The answer must consist only of the lines from the line with "- [x] Session B's" to the line with "- [x] When port is occupied by a healthy", both included, exactly as they stand below.
** Opening Supplied records block **
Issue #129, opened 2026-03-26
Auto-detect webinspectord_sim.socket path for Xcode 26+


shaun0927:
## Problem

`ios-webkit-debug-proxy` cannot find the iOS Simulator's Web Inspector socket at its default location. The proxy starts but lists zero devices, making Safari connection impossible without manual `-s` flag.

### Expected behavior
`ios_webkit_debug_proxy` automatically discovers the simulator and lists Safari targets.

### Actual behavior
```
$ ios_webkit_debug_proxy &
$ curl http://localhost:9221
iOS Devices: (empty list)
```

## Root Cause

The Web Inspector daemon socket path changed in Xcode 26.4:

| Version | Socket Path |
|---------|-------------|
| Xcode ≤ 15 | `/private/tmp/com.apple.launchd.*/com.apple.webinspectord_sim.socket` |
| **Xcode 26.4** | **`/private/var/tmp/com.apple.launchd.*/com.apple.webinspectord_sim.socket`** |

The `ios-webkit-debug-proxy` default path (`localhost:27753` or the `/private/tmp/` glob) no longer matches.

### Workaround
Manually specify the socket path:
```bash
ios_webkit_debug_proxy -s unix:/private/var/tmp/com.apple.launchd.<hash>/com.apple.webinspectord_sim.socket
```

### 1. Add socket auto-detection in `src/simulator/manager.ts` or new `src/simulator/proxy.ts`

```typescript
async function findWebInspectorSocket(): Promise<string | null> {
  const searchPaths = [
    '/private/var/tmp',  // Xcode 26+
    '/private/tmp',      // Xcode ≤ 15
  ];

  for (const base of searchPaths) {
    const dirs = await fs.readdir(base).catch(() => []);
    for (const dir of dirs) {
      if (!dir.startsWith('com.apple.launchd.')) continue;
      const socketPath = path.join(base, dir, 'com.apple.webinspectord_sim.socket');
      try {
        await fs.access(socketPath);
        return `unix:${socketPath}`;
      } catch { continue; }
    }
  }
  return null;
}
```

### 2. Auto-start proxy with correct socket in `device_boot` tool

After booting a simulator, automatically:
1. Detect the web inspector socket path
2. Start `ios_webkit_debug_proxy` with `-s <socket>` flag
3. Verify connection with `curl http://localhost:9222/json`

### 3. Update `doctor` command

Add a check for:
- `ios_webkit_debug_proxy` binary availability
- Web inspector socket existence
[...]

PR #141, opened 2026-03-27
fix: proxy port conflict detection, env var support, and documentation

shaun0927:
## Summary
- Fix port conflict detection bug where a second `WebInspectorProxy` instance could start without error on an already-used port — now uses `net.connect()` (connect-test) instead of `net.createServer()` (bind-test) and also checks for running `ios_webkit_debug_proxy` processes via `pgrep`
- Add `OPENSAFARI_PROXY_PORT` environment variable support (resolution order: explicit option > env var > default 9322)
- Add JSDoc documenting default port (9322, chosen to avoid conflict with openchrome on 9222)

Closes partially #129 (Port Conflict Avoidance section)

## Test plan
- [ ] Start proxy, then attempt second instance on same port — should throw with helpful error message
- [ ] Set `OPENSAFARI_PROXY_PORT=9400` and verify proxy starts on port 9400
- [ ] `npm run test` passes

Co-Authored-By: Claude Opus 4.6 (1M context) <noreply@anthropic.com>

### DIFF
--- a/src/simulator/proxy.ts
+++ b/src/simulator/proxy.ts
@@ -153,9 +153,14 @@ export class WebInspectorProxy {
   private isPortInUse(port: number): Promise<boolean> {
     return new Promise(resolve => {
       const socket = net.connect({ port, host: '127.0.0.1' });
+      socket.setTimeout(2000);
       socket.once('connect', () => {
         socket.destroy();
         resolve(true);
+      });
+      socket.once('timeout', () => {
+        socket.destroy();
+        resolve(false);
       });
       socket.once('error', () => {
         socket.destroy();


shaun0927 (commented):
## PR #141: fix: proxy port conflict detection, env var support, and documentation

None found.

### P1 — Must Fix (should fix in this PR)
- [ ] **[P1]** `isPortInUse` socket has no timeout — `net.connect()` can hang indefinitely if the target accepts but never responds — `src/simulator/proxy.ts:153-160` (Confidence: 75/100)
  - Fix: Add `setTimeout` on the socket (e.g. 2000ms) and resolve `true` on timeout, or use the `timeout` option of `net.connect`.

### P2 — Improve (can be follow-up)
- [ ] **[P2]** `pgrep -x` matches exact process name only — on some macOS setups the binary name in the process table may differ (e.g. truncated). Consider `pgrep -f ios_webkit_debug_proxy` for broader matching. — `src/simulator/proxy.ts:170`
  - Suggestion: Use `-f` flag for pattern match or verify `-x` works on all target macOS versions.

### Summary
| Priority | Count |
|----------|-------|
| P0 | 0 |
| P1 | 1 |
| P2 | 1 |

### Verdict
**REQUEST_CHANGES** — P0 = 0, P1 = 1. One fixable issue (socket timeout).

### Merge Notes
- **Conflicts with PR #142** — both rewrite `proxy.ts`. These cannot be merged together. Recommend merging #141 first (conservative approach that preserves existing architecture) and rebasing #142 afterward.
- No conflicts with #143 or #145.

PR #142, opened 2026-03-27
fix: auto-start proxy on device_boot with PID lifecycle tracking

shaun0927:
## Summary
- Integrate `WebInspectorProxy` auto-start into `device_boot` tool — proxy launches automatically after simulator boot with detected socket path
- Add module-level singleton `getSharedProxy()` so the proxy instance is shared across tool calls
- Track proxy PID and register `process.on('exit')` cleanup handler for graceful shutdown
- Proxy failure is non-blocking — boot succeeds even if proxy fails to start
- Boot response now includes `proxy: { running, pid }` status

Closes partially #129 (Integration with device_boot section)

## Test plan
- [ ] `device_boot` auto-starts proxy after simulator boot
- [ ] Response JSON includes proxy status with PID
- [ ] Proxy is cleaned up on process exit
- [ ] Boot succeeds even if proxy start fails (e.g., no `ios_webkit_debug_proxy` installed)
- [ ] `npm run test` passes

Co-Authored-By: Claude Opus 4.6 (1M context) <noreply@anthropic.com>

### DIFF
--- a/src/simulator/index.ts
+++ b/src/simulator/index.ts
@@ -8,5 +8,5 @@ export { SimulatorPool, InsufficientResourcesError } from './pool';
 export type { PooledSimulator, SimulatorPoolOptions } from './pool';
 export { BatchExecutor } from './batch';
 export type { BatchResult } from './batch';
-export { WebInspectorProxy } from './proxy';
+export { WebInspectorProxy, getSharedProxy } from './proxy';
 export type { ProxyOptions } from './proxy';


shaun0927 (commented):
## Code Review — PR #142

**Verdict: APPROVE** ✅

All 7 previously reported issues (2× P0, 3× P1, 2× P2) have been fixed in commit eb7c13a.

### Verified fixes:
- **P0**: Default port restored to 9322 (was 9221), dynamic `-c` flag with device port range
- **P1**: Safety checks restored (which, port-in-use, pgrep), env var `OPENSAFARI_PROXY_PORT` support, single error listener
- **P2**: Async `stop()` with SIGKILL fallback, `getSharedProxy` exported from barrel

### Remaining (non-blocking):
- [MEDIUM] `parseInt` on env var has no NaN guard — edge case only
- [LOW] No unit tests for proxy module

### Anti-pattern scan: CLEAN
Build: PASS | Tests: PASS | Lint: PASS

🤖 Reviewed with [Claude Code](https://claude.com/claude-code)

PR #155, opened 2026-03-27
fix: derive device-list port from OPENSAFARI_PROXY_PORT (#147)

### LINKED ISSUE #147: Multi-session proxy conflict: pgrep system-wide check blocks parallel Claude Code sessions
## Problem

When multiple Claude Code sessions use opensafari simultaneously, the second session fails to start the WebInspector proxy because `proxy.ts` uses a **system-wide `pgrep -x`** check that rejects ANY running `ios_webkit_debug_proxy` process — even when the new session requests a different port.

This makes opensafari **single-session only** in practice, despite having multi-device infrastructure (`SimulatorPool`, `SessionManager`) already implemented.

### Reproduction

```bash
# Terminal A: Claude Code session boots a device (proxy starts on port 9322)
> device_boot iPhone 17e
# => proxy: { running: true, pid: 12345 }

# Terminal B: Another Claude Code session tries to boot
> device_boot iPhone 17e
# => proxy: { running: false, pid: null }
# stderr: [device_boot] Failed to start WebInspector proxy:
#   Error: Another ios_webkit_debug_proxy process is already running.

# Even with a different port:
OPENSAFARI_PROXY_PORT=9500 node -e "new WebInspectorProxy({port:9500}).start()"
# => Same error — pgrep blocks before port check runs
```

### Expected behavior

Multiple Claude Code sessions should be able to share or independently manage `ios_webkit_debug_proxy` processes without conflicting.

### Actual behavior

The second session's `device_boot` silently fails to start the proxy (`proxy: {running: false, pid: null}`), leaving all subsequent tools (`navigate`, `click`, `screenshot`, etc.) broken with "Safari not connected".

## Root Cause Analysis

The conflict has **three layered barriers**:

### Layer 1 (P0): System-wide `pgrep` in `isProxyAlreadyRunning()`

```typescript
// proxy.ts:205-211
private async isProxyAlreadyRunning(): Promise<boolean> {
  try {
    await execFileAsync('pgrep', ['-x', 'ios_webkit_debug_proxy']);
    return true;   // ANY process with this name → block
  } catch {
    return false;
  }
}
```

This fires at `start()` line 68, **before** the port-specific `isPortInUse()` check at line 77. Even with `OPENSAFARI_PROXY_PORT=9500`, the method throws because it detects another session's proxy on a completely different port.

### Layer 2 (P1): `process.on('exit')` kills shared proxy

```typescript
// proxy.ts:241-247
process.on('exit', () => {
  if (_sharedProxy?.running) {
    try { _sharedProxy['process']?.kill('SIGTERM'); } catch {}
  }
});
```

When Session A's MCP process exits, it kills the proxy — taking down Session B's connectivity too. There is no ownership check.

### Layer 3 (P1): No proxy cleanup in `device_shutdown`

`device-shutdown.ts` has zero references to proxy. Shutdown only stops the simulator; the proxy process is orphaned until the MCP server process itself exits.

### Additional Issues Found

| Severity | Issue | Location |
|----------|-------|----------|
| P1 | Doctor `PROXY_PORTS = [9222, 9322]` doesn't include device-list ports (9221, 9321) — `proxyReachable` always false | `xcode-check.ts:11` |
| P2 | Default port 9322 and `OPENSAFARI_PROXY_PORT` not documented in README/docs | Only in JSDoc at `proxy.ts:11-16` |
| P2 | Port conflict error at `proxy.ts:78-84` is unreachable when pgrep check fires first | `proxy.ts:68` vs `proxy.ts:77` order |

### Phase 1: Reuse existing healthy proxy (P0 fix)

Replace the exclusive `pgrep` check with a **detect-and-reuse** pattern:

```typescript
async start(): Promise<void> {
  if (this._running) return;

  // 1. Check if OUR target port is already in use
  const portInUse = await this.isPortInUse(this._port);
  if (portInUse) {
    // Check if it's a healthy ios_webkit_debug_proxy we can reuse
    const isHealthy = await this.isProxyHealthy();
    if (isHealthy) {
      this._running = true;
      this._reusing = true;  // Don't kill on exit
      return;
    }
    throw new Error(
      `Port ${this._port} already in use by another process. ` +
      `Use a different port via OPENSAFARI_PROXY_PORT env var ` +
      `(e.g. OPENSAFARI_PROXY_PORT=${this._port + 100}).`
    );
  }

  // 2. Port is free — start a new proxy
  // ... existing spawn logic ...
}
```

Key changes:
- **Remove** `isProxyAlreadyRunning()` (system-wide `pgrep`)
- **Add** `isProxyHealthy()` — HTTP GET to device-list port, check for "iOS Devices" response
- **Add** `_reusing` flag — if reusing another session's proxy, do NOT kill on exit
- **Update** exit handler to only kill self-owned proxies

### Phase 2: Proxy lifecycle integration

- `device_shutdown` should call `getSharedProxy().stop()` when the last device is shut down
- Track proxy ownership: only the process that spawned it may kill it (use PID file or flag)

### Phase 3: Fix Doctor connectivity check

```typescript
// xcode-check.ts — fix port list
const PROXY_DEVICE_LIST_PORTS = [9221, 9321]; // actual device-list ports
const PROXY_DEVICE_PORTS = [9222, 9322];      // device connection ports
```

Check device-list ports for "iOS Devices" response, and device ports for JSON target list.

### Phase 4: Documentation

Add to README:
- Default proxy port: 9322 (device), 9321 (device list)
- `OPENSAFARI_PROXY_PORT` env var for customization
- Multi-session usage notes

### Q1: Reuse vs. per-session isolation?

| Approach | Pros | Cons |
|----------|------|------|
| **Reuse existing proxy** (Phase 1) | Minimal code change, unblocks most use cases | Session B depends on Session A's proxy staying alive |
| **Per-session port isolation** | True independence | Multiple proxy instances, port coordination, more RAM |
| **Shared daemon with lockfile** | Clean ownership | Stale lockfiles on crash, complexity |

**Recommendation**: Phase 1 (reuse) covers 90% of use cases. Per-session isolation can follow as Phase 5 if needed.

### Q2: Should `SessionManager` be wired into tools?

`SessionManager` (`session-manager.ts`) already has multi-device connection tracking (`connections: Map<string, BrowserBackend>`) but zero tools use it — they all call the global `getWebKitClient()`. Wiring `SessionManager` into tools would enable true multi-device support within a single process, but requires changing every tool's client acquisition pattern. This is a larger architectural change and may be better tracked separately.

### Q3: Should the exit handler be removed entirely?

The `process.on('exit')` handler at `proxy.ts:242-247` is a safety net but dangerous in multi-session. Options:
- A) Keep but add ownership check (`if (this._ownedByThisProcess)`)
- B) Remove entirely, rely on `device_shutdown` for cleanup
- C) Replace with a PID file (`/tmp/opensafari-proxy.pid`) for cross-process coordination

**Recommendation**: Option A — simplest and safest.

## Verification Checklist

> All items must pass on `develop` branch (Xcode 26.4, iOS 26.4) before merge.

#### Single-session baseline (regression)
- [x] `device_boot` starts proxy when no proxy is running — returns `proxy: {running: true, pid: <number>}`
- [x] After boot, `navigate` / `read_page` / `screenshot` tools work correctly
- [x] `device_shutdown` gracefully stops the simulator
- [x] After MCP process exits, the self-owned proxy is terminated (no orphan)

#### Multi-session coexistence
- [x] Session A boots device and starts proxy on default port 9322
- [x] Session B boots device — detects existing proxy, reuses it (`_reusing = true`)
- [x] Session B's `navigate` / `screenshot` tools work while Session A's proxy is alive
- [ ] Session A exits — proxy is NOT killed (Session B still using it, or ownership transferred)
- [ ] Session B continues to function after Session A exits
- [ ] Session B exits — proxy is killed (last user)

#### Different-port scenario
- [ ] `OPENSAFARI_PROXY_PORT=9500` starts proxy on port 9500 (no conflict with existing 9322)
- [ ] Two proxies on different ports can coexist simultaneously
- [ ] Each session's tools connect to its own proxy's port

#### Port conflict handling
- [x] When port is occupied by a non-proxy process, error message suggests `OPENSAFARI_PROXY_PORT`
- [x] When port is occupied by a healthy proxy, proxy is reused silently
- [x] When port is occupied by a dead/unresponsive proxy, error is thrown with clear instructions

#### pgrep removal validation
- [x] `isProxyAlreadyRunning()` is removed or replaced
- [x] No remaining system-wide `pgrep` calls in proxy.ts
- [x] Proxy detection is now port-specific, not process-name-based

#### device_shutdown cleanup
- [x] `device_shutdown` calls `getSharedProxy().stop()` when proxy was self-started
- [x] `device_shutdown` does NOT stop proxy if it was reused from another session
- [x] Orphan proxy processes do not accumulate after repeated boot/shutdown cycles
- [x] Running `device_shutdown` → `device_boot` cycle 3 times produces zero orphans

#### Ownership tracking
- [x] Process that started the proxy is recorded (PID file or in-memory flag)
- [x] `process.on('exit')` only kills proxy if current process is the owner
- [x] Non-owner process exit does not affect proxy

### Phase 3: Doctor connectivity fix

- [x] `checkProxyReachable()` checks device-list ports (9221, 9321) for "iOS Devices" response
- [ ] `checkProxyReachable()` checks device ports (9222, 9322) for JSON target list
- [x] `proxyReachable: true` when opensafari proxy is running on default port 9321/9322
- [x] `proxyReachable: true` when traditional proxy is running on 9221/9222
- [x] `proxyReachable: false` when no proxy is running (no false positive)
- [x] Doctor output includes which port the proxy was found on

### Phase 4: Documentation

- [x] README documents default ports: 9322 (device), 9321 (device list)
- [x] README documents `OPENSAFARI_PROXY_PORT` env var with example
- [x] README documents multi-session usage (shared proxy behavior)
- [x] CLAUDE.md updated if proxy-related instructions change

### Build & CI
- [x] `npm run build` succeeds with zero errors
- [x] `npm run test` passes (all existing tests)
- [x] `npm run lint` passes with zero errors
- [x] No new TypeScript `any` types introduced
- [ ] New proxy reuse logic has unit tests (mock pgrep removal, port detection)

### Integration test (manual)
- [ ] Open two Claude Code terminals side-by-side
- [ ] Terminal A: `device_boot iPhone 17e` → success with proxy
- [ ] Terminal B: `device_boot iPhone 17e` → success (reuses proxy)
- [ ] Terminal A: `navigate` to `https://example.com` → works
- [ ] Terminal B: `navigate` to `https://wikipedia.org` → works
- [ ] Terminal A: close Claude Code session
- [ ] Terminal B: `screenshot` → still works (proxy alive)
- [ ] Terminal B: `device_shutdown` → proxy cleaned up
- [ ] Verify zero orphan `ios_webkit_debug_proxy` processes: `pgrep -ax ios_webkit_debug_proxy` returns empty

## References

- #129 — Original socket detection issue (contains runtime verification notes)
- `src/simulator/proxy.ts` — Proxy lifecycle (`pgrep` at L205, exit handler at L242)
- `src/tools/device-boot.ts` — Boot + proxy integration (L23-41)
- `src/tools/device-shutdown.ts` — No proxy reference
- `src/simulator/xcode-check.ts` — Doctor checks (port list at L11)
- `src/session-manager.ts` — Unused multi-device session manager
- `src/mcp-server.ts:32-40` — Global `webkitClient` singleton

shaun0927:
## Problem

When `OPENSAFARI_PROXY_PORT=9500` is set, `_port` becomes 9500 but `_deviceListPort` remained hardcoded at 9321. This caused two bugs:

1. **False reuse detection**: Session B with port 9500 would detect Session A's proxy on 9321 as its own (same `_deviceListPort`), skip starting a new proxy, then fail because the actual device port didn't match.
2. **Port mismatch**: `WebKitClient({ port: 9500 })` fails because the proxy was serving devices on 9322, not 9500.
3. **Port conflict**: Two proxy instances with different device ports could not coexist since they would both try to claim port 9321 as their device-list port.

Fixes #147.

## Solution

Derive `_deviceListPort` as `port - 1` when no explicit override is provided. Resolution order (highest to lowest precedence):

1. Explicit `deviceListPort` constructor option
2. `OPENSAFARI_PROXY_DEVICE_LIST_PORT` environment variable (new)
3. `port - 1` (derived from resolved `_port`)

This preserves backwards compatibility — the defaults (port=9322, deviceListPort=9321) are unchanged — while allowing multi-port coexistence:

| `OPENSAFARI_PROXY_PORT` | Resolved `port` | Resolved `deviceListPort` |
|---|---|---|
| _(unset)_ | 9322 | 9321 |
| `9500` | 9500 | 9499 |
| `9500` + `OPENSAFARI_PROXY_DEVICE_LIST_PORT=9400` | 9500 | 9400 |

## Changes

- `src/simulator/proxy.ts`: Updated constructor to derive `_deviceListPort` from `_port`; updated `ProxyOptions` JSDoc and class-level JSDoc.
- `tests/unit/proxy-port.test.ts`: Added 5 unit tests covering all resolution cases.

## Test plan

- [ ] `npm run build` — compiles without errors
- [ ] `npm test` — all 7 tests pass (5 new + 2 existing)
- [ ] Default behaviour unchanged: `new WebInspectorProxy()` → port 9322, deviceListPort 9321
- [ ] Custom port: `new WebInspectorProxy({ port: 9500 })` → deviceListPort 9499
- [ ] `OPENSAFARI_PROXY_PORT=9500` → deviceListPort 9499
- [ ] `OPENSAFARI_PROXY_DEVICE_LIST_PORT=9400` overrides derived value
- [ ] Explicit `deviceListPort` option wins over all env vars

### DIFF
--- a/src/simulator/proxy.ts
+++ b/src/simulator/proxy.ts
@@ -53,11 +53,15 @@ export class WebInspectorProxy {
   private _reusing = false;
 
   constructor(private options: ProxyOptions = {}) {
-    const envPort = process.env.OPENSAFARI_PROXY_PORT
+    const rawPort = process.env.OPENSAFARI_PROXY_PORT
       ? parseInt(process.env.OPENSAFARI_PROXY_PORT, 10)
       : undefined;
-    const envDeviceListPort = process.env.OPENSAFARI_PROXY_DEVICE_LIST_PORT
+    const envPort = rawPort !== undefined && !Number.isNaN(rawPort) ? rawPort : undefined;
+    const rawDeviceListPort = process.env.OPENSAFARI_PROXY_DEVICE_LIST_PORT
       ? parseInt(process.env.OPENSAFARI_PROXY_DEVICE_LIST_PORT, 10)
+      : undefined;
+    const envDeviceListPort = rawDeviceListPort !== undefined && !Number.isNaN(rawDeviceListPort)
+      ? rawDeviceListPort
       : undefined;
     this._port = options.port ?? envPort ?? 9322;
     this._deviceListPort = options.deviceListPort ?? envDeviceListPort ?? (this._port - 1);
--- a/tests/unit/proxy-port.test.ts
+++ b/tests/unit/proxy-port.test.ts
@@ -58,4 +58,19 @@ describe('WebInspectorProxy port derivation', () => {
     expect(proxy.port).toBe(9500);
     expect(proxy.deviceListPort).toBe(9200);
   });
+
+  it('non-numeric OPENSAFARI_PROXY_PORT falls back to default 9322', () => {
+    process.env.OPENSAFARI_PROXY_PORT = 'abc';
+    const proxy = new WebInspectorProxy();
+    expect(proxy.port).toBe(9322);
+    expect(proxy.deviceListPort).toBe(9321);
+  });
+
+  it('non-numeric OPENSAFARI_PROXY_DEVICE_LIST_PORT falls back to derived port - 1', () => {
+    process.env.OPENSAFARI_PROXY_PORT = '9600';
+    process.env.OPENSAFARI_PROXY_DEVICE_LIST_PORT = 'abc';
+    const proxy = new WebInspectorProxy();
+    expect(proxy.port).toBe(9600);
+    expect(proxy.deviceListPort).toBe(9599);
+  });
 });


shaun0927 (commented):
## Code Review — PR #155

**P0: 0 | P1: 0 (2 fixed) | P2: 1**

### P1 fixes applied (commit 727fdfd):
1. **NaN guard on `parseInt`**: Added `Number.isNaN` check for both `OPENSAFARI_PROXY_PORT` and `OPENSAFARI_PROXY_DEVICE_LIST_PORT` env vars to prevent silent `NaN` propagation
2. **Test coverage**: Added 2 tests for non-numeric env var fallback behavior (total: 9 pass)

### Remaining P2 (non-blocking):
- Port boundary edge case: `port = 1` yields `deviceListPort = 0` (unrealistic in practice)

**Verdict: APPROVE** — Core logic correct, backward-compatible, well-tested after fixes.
** Closing Supplied records block **
Output of the exercise:
- [x] Session B's `navigate` / `screenshot` tools work while Session A's proxy is alive
- [ ] Session A exits — proxy is NOT killed (Session B still using it, or ownership transferred)
- [ ] Session B continues to function after Session A exits
- [ ] Session B exits — proxy is killed (last user)

#### Different-port scenario
- [ ] `OPENSAFARI_PROXY_PORT=9500` starts proxy on port 9500 (no conflict with existing 9322)
- [ ] Two proxies on different ports can coexist simultaneously
- [ ] Each session's tools connect to its own proxy's port

#### Port conflict handling
- [x] When port is occupied by a non-proxy process, error message suggests `OPENSAFARI_PROXY_PORT`
- [x] When port is occupied by a healthy proxy, proxy is reused silently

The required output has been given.